Research

Publications: https://pubmed.ncbi.nlm.nih.gov/?term=dephoure+n[au]

Technology and methods development

Proteomics is a rapidly evolving discipline. Advances in instrumentation, sample preparation, and mass spectrometric methodology are constant. At the heart of our analysis pipeline is a Thermo Scientific Orbitrap Fusion Tribrid mass spectrometer. This high mass resolution instrument, with three separate mass filters, is incredibly versatile, sensitive, and fast. It allows us to routinely quantify >8000 proteins from up to 18 different samples in a single experiment. We recently upgraded our instrument with a FAIMS Pro ion mobility cell. The FAIMS provides an additional mode of ion separation based on charge and cross-sectional area just prior to entering the mass spectrometer. Finding ways to harness this technology to increase the depth and accuracy of analysis is a major focus of the lab.

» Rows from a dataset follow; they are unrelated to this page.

PR #8191, opened 2026-07-07
feat(FR-3271): add detailed permissions tab with per-scope-type tables and grant-state tags

### LINKED ISSUE #8179: Add "Detailed Permissions" tab: per-scope-type tables with grant-state tags (FR-3264)
Parent task: FR-3264 (GitHub clone #8165). Spec: `.specs/FR-3264-role-detail-drawer-detailed-permissions/spec.md`.

Graphite stack base (PR 1 of 3). This PR delivers the at-a-glance **read view**. The scope-level edit modal (single) lands in the next stacked PR, and multi-scope bulk edit in the one after.

## Goal (FR-1, FR-2, FR-3, FR-4, FR-7)

Merge the standalone **Scopes** and **Permissions** tabs of `RoleDetailDrawer` into a single **"Detailed Permissions"** tab (Korean 세부 권한) built from **one BAICard section per assigned scope type**, each row showing a scope instance plus color-coded grant-state tags per selectable entity type.

## Files

- NEW `react/src/components/RolePermissionAssignmentTab.tsx` — merged tab: derives the distinct assigned scope types from the role scopes (reuse the `scopes(first: 100)` fragment precedent from `CreatePermissionModal`), renders one `BAICard` per type stacked in a `BAIFlex direction="column"` (layout ref: `ProjectFolderPermissionPanel.tsx`), empty state (`rbac.NoScopesToDisplay`) when the role has no scopes.
- NEW per-scope-type section (inline or `RoleScopePermissionSection.tsx`) — issues its OWN queries so filter/refresh on one card does not refetch others: (a) `adminRole(id).scopes(filter: {entityType}, limit, offset)` for rows, (b) `adminPermissions(filter: {roleId, scopeType}, limit, offset)` to compute tag state, (c) `rbacPermissionMatrix` for the selectable entity list + full operation set. Card-scoped `BAIFetchKeyButton` refresh in `extra`; content-scoped `BAIGraphQLPropertyFilter` in the body (per `.claude/rules/use-bai-card.md`). Pagination is **offset-based** (`limit`+`offset` only — per `.claude/rules/graphql-pagination.md`) and kept in **local React state (NOT nuqs/URL)**.
- MODIFY `react/src/components/RoleDetailDrawerContent.tsx` — tab list becomes [Detailed Permissions (default), Assignments]; remove the Scopes tab; remove the `s*`/`p*` nuqs keys and the tab-change reset for them (keep `a*` for Assignments). Keep the `Descriptions` metadata block EXACTLY as-is (FR-7). Wrap the new tab in `<Suspense fallback={<Skeleton active/>}>`.
- MODIFY `react/src/components/RoleDetailDrawer.tsx` — drop the `RoleScopeTabFragment` spread + its scope\* variables from `RoleDetailDrawerQuery` (the new tab self-fetches). Keep the role, assignment, and (for now) permission fragments.
- DELETE `react/src/components/RoleScopeTab.tsx` — fully absorbed (scopes query + `resolveScopeName` name resolution move into the new section). Keep `RolePermissionTab.tsx` / `CreatePermissionModal.tsx` in place for now so permission CRUD is not lost before its replacement lands in PR 2 (they are removed there).
- i18n: add `rbac.DetailedPermissions`, `rbac.FullyAllowed`, `rbac.PartiallyAllowed`, `rbac.NotAllowed`, `rbac.NoScopesToDisplay` to `resources/i18n/en.json` + `ko.json` (Korean 세부 권한 etc.); reuse `rbac.types.*`, `rbac.ScopeId`, `rbac.ScopeRawId`.

## Grant-state tag rule (FR-4)

For each (scopeId, entityType): compare the role`s granted operations against the FULL operation set the matrix lists for (scopeType, entityType) — including `GRANT_\*` delegate ops. All granted → green (fully); some → gold (partial); none → gray (not allowed, still shown, never hidden). Tags are **display-only** (no click-to-edit). Entity types absent from the matrix render no tag.

## Acceptance criteria

- Opening a role drawer shows exactly the new tab + Assignments; Detailed Permissions is default active; Assignments renders identically to today.
- A role with PROJECT + USER scopes shows a Project card and a User card and no other; a role with no scopes shows the empty state.
- Filtering/refreshing one card does not reload another; each section query declares only `(limit, offset)`.
- Tag colors match fully/partial/none per (scope, entity); the metadata `Descriptions` block is unchanged; `autoAssign` still gated by `baiClient.supports("role-auto-assign")`.
- Keep the `rbac-filter-wrapper` support branch for filter value wrapping.

## Verification

`bash scripts/verify.sh` ends with `=== ALL PASS ===` (Relay compile + lint + format + tsc). Run `pnpm run relay` after adding graphql tags.

JIRA Issue: FR-3271

ironAiken2:
Resolves #8179 (FR-3271)

## Summary

Introduces the new **"Detailed Permissions"** tab in `RoleDetailDrawer`, merging the former Scopes and Permissions views into per-scope-type cards. This is PR 1 of the FR-3264 stack — the at-a-glance **view** (grant-state tags). The scope-level permission edit modal follows in PR 2/3.

### What changed

- **New** `react/src/components/RolePermissionDetailTab.tsx` — a thin orchestrator. Reads the role via a single `roleNodeFrgmt` (`id` + `totalScopes: scopes(first: 1) { count }` for the tab-level empty state) and renders one card per scope type that **`rbacPermissionMatrix` reports** — scope types are not hardcoded client-side, so a type added on the server needs no code change here. Each card gets its type's configurable entity × operation set derived from the matrix.
- **New** `react/src/components/ScopedRolePermissionCard.tsx` — one scope-type card. Issues its own query from the first render (so per-card search/refresh never refetches the others, FR-3):
  - `adminRole.scopes(filter: { scopeType: { equals: <type> } }, limit, offset)` — **server-filtered by scope type and server-paginated** via the `EntityFilter.scopeType` filter added in **manager 26.8.0**, with `useBAIPaginationOptionState` driving `limit`/`offset` (offset mode only, per `.claude/rules/graphql-pagination.md`).
  - `adminRole.permissions(filter: { scopeType: ... }, limit: 100)` — the role's grants for tag-state computation (the role is implicit via the connection; no `roleId` filter).
  - Scope-id search via **`BAIGraphQLPropertyFilter<EntityFilter>`** (`scopeId`, default `iContains`, 26.8.0) paired with `BAIFetchKeyButton` in the card body (`UserFolderPermissionPanelV2` pattern). The **resolved scope name is not searchable** — `EntityFilter` exposes no name field (see Notes).
  - Renders nothing when the role has no scope of its type (`count === 0` and no active filter) — FR-2's "only assigned scope types" holds per card.
  - Columns: scope name via `BAINameActionCell` (the FR-6 edit action attaches here in PR 2), raw scope id via `BAIId`, and **display-only entity-type `Tag`s** color-coded by grant state — green (all matrix operations granted), gold (some), gray (none — still shown, never hidden).
- **New** `react/src/helper/rbacGrantState.ts` (+ unit test) — pure `computeRBACGrantState()` comparing the role's granted operations against the full matrix operation set for a `(scopeType, entityType)` pair → `full` / `partial` / `none`.
- **`data/schema.graphql` synced to manager 26.8.0** — `EntityFilter` gains `scopeType` / `scopeId` filter fields ("Added in 26.8.0"), which is what makes server-side scope-type filtering possible (the previously escalated backend gap is resolved). The schema bump also refreshes unrelated generated artifacts.
- **Removed** the standalone **Scopes** and **Permissions** tabs and their components: `RoleScopeTab.tsx`, `RolePermissionTab.tsx`, and `CreatePermissionModal.tsx` are deleted (superseded by the merged tab; permission editing returns as the edit modal in PR 2). `RoleFormModal` now sources `RBACElementType` from its own generated types.
- **Refactored** `react/src/components/RoleAssignmentTab.tsx` — fragment moved from `on Query` (`adminRoleAssignments(filter: { roleId })`) to **`on Role` using the `Role.users` connection**; node-based refetch; `roleId`/`projectScopeId` derived from its own fragment; `a*` nuqs keys → local React state (**nothing inside the drawer writes to the URL** — only the page-level `roleDetail` param remains); typed `RoleAssignmentFilter`.
- **Refactored** `react/src/components/RoleDetailDrawer.tsx` — the drawer issues no query of its own. It renders from the selected list row's fragment ref (`roleFrgmt`) via a `@refetchable` `RoleDetailDrawerFragment` spread on the page's list nodes, so opening is fetch-free; the header refresh button refetches just that role (`RoleDetailDrawerRefetchQuery`) inside a transition. `RoleAssignmentTab`'s `scopes(first: 1)` is aliased to `firstScope` to avoid an argument conflict with `RoleNodesFragment`'s `scopes(first: 3)` now that both compose into one query. The `roleDetail` URL param still restores the drawer on reload when the row is on the current page.
- **Naming** — every prop carrying a Role-node-derived fragment is uniformly `roleNodeFrgmt` (`RoleDetailDrawerContent`, `RoleAssignmentTab`, `RolePermissionDetailTab`, `ScopedRolePermissionCard`, `RoleFormModal`).
- **No legacy filter branching** — the `baiClient.supports('rbac-filter-wrapper')` guard is dropped in the new components; 26.4.x LTS always supports the wrapped operator form.
- **i18n** — adds `rbac.DetailedPermissions`, `rbac.FullyAllowed`, `rbac.PartiallyAllowed`, `rbac.NotAllowed`; rewords `rbac.NoScopesToDisplay` to convey "no scopes are configured for this role"; **removes** the now-unused `rbac.SearchScopes` — all 21 locales.
- Spec documents for the stack live in `.specs/FR-3264-role-detail-drawer-detailed-permissions/` (to be refreshed once the stack settles).

### Notes / caveats

- **Requires manager ≥ 26.8.0** for the `EntityFilter.scopeType` / `scopeId` filters. On older managers the scopes connection rejects/ignores these fields — the tab is not version-gated (the whole RBAC detail surface targets new managers).
- Scope search matches the **raw scope id** only (`iContains`); the resolved display name (project name / email / …) is not server-searchable. If name search is needed, it requires a backend `EntityFilter` name field (follow-up).
- Tag-state computation fetches up to 100 permission rows per card (exact paging against the visible rows' scope ids via `PermissionFilter.scopeId: { in: [...] }`, 26.8.0, is deferred as a follow-up); a known bound for very large roles.
- One query per matrix scope type is issued in parallel when the tab opens; cards for unassigned types self-hide after their (empty) response.

## Verification

`bash scripts/verify.sh` → Relay, Lint, Format, TypeScript all pass. Unit tests `react/src/helper/rbacGrantState.test.ts` pass. Server-filter behavior (`scopeType` / `scopeId iContains`, server pagination) needs a live check against a 26.8.0 manager.

## Stacked on

This is the **base PR** of the FR-3264 stack (`main → FR-3271 → FR-3272 → FR-3273`). PR 2 (FR-3272) adds the single-scope permission edit modal wired into `ScopedRolePermissionCard`; PR 3 (FR-3273) adds multi-scope bulk edit (row selection + 'Keep as is' semantics).


ironAiken2:
* **#8268** <a href="https://app.graphite.com/github/pr/lablup/backend.ai-webui/8268?utm_source=stack-comment-icon" target="_blank">Graphite</a>
* **#8264** <a href="https://app.graphite.com/github/pr/lablup/backend.ai-webui/8264?utm_source=stack-comment-icon" target="_blank">Graphite</a>
* **#8194** <a href="https://app.graphite.com/github/pr/lablup/backend.ai-webui/8194?utm_source=stack-comment-icon" target="_blank">Graphite</a>
* **#8192** <a href="https://app.graphite.com/github/pr/lablup/backend.ai-webui/8192?utm_source=stack-comment-icon" target="_blank">Graphite</a>
* **#8191** <a href="https://app.graphite.com/github/pr/lablup/backend.ai-webui/8191?utm_source=stack-comment-icon" target="_blank">Graphite</a> 👈 <a href="https://app.graphite.com/github/pr/lablup/backend.ai-webui/8191?utm_source=stack-comment-view-in-graphite" target="_blank">(View in Graphite)</a>
* `main`
<hr />

You must have a Graphite account in order to use the merge queue. Sign up using [this link](https://app.graphite.com/invite/github/lablup?ref=merge-queue-instructions-in-stack-comment&prId=8191).

<h2></h2>
<sub>

</sub>

<sub>

</sub>

<h2></h2>

resources/i18n/de.json
```diff
@@ -2195,6 +2195,7 @@
     "ScopeRawId": "Geltungsbereich-ID",
     "ScopeType": "Bereichstyp",
     "ScopeTypeAndId": "Bereichstyp / Ziel",
+    "SearchScopes": "Geltungsbereiche suchen",
```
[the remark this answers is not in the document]
ironAiken2: Moved this PR's five sibling keys (rbac.DetailedPermissions, FullyAllowed, PartiallyAllowed, NotAllowed, NoScopesToDisplay) into this PR — all 21 locales now carry them in this diff, alongside rbac.SearchScopes.

react/src/components/RolePermissionDetailTab.tsx
```diff
@@ -0,0 +1,116 @@
...
+        }
+      `,
+      {},
+      { fetchPolicy: 'store-and-network' },
+    );
+
+  // One card candidate per matrix scope type, carrying its configurable
+  // entity × operation set. The scope types come from the server as-is —
+  // nothing is hardcoded client-side.
+  const formattedPermissionMartixs = _.uniqBy(
```
agatha197, line 72: Could we render the per-scope-type cards in a fixed **domain → project → user** order (system first if it ever appears)?

Right now `_.uniqBy(rbacPermissionMatrix, …)` preserves whatever order `rbacPermissionMatrix` returns, so the card order simply follows the server response. I'd like the tab to always show the cards in domain → project → user order regardless of how the matrix comes back. Sorting the deduped list against a canonical scope-type order before mapping would do it (unknown/new types can fall to the end).

react/src/components/RolePermissionDetailTab.tsx
```diff
@@ -0,0 +1,116 @@
...
+          operations: _.uniq(
+            entity.actions.map((action) => action.requiredPermission),
+          ),
+        }),
+      ),
+  }));
+
+  if (role.totalScopes?.count === 0) {
+    return (
+      <BAICard>
```
agatha197: This `BAICard` has no `tabList`, so per `.claude/rules/use-bai-card.md` it should pass `styles={{ body: { paddingTop: 0 } }}` for header/body flush consistency — the sibling `ScopedRolePermissionCard` already does. Minor (no title here, so little visual impact) but it's a rule deviation in new code.

react/src/components/ScopedRolePermissionCard.tsx
```diff
@@ -0,0 +1,392 @@
...
+      ...scopeIdFilter,
+      scopeType: { equals: scopeType },
+    } as ScopedRolePermissionCardQuery['variables']['scopeFilter'],
+    scopeLimit: baiPaginationOption.limit,
+    scopeOffset: baiPaginationOption.offset,
+    // The role itself is implicit via the `adminRole.permissions` connection.
+    permissionFilter: {
+      scopeType: { equals: scopeType },
+    } as ScopedRolePermissionCardQuery['variables']['permissionFilter'],
+    permissionLimit: PERMISSION_FETCH_LIMIT,
```
agatha197, line 163: `permissionFilter` only constrains `scopeType`, and this fetches up to `PERMISSION_FETCH_LIMIT` (100) permission rows, from which every visible scope row's grant-state tag is computed. If a role holds more than 100 `(scopeId × entityType × operation)` rows for one scope type, scope rows on later table pages get an empty grant set and are mis-tagged as `none`/`partial` (gray/orange) even when fully granted. It fails safe (never over-grants), but the tags are wrong under scale.

Also, the comment at lines 41–42 says *"no per-scopeId permission filter exists to page it exactly against the visible rows"* — that's no longer true on the 26.8.0 schema this PR ships: `PermissionFilter.scopeId: StringFilter` exists (with `in: [String!]`). Suggest either paging permissions to the current page's scope ids (`scopeId: { in: [...] }`, a second data-dependent fetch once the scopes resolve) to drop the cap, or at minimum correcting the comment. Tracking the real paging as a follow-up is fine.

react/src/components/RoleDetailDrawer.tsx
```diff
@@ -180,15 +127,12 @@ const RoleDetailDrawerInner: React.FC<RoleDetailDrawerInnerProps> = ({
         )}
       </BAIFlex>
       <RoleDetailDrawerContent
-        roleDetailFrgmt={data.adminRole}
-        scopeQueryRef={data}
-        assignmentQueryRef={data}
-        permissionQueryRef={data}
+        roleNodeFrgmt={adminRole}
         onDataChange={onDataChange}
```
agatha197: `onDataChange` is threaded from `RoleDetailDrawerInner` down through `RoleDetailDrawerContent` into `RoleAssignmentTab.onAssignmentChange`, but the outer `RoleDetailDrawer` never passes `onDataChange` into `RoleDetailDrawerInner` (and `RoleDetailDrawerProps` doesn't declare it), so it's always `undefined`. The UI still refreshes via `RoleAssignmentTab`'s own refetch + Relay store normalization, so this is dead plumbing rather than a bug. Suggest dropping the `onDataChange` / `onAssignmentChange` props (or wiring them through if a parent refresh is actually intended).

react/src/components/RoleDetailDrawerContent.tsx
```diff
@@ -2,36 +2,24 @@
...
   onDataChange?: () => void;
 }
 
 const RoleDetailDrawerContent: React.FC<RoleDetailDrawerContentProps> = ({
-  roleDetailFrgmt,
-  scopeQueryRef,
-  assignmentQueryRef,
-  permissionQueryRef,
+  roleNodeFrgmt,
   onTabReset: _onTabReset,
```
agatha197: `onTabReset` (destructured as `_onTabReset`) is unused — no caller passes it and it was already dead before this PR. Since this refactor already removes the tab-reset machinery, the `onTabReset?: () => void;` field in `RoleDetailDrawerContentProps` and this destructure can go too.

agatha197 (changes requested):
Reviewed the Detailed Permissions tab. Solid refactor overall — fragment architecture, single `$id` query, pagination single-mode compliance, i18n key parity, and no dangling references to the deleted components all look good. No blockers. One primary request (fixed scope-type card ordering) plus a medium correctness caveat and a few cleanups, left inline.

react/src/components/RolePermissionDetailTab.tsx
ironAiken2: We'd like to keep this server-driven: the tab intentionally renders cards in the order `rbacPermissionMatrix` returns them, so the server owns the canonical scope-type ordering and a newly added type lands in the right position without a client change. If the matrix ordering needs adjusting, we'd prefer fixing it server-side over hardcoding a client-side sort.

react/src/components/RolePermissionDetailTab.tsx
ironAiken2: Fixed in 05fd3188d — added `styles={{ body: { paddingTop: 0 } }}` to the empty-state card.

react/src/components/ScopedRolePermissionCard.tsx
ironAiken2: Good catch on the stale comment — corrected in 05fd3188d. `PermissionFilter.scopeId: { in: [...] }` does exist on 26.8.0; paging exactly against the visible rows' scope ids needs a second data-dependent fetch after the scopes resolve, so this PR keeps the capped fetch and we'll track exact paging as a follow-up.

react/src/components/RoleDetailDrawer.tsx
ironAiken2: Removed in 05fd3188d — dropped the dead `onDataChange` plumbing (`RoleDetailDrawerInner` / `RoleDetailDrawerContent`) along with `RoleAssignmentTab.onAssignmentChange`; the tab's own refetch + Relay store normalization already cover the refresh.

react/src/components/RoleDetailDrawerContent.tsx
ironAiken2: Removed in 05fd3188d together with the rest of the dead plumbing.

react/src/components/RoleDetailDrawer.tsx
```diff
@@ -3,7 +3,6 @@
  Copyright (c) 2015-2026 Lablup Inc. All rights reserved.
  */
 import { RoleDetailDrawerQuery } from '../__generated__/RoleDetailDrawerQuery.graphql';
-import { useSuspendedBackendaiClient } from '../hooks';
 import RoleDetailDrawerContent from './RoleDetailDrawerContent';
 import RoleFormModal from './RoleFormModal';
 import { Alert, Drawer, Skeleton, Tooltip, Typography, theme } from 'antd';
```
nowgnuesLee: <p class='graphite__hidden'><i>[Re: line +23]</i></p>
```gt_suggestion
  roleId: string || null;
```
I think null would be better than undefined when the value is absent.
<p class='graphite__hidden'>See this comment inline on <a href="https://app.graphite.com/github/pr/lablup/backend.ai-webui/8191?utm_source=unchanged-line-comment">Graphite</a>.</p>

react/src/components/RoleDetailDrawer.tsx
```diff
@@ -62,97 +61,43 @@ const RoleDetailDrawer: React.FC<RoleDetailDrawerProps> = ({
 interface RoleDetailDrawerInnerProps {
```
nowgnuesLee: <p class='graphite__hidden'><i>[Re: lines +52 to +56]</i></p>
Instead of separating them, please use a deferred value and drawer.loading.
<p class='graphite__hidden'>See this comment inline on <a href="https://app.graphite.com/github/pr/lablup/backend.ai-webui/8191?utm_source=unchanged-line-comment">Graphite</a>.</p>

react/src/components/RoleDetailDrawer.tsx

Understanding the roles of protein phosphorylation

One of the areas in which mass spectrometry has made the greatest impact is in the identification of post-translationally modified proteins and the localization of these modifications to specific amino acid residues. Proteins can be modified by the addition of phosphoryl, acetyl, methyl, and many other chemical groups as well as by isopeptide linkages to other proteins such as ubiquitin and SUMO. These modifications can have profound impacts on cellular proteins and cellular physiology; they are used to activate and deactivate enzymes, control sub-cellular localization, mark proteins for degradation, direct protein trafficking, and modulate protein-protein interactions. Through these and other functions, they regulate nearly every aspect of cellular growth and proliferation, as well as cellular responses to changing environmental conditions. In recent years the application of mass spectrometric methods has generated an explosion of data identifying many thousands of protein phosphorylation, acetylation, and ubiquitylation sites. However, the details and physiological relevance of the vast majority of these sites is completely unknown. Uncovering these relationships is one of the main goals of our research. We use multiplexed quantitative phosphoproteomics in vivo and in vitro to identify protein kinase substrates and downstream signaling events in different cellular contexts. Parallel analyses of protein interactions and localization using proteomic and classical biochemical and cell biological methods allow us to identify sites that affect cellular physiology.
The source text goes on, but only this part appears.